Data for review:
-- Opening Marker --
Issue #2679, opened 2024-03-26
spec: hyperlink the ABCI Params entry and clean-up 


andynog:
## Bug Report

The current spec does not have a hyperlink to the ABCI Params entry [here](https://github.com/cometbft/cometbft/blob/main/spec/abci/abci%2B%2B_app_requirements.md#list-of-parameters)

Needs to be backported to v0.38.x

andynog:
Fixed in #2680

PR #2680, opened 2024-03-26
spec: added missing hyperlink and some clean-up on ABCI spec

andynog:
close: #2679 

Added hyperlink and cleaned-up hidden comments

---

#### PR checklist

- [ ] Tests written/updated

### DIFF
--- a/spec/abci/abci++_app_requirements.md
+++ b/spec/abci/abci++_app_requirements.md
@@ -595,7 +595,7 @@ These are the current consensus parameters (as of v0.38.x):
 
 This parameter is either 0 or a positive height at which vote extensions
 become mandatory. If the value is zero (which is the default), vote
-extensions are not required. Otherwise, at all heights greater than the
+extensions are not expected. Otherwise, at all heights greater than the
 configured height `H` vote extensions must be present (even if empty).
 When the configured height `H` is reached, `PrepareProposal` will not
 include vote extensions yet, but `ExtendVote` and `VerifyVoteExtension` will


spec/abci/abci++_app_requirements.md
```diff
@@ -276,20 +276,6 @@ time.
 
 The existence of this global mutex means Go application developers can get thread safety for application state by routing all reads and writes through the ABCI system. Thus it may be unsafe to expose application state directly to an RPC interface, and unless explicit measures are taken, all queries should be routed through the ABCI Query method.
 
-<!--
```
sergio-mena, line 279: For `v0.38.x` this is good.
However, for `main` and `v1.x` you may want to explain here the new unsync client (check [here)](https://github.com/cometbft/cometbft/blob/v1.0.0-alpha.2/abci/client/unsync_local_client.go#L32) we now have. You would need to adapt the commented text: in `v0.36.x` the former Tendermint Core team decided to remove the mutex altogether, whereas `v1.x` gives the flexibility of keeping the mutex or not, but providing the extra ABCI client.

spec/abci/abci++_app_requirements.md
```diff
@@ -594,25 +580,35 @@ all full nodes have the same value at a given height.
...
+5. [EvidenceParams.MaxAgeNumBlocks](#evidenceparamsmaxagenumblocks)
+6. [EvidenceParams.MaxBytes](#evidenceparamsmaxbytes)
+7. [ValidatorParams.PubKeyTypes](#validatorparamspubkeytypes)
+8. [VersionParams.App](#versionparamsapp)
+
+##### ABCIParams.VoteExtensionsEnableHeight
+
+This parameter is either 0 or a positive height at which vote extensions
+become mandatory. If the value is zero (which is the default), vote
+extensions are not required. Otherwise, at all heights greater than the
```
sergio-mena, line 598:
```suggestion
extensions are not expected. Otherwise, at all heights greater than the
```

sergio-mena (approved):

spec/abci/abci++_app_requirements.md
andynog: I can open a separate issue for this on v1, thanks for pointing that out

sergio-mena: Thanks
-- Closing Marker --
-- Opening Marker --
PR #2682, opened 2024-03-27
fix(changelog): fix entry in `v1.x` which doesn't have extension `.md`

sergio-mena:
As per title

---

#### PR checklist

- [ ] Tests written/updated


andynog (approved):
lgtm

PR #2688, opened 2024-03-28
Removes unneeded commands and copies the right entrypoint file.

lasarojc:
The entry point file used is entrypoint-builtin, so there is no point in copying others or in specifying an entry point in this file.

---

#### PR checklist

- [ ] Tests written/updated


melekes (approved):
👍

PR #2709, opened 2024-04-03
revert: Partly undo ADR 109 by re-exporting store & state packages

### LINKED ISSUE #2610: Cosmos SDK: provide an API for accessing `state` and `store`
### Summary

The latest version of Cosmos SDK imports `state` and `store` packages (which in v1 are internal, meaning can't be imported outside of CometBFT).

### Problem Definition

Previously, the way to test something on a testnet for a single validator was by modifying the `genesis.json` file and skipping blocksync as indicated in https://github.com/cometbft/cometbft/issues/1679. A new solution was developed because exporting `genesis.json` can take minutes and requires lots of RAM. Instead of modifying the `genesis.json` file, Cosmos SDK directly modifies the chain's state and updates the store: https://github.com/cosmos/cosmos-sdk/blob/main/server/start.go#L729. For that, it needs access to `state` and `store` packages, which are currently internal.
-- Closing Marker --
What you are asked to do:
Using the entries above, output exactly the lines between the line holding "Needs to be backported to v0.38.x" and the line holding "-595,7 +595,7 @@", end lines included, and nothing more.

Result of this task:
Needs to be backported to v0.38.x

andynog:
Fixed in #2680

PR #2680, opened 2024-03-26
spec: added missing hyperlink and some clean-up on ABCI spec

andynog:
close: #2679 

Added hyperlink and cleaned-up hidden comments

---

#### PR checklist

- [ ] Tests written/updated

### DIFF
--- a/spec/abci/abci++_app_requirements.md
+++ b/spec/abci/abci++_app_requirements.md
@@ -595,7 +595,7 @@ These are the current consensus parameters (as of v0.38.x):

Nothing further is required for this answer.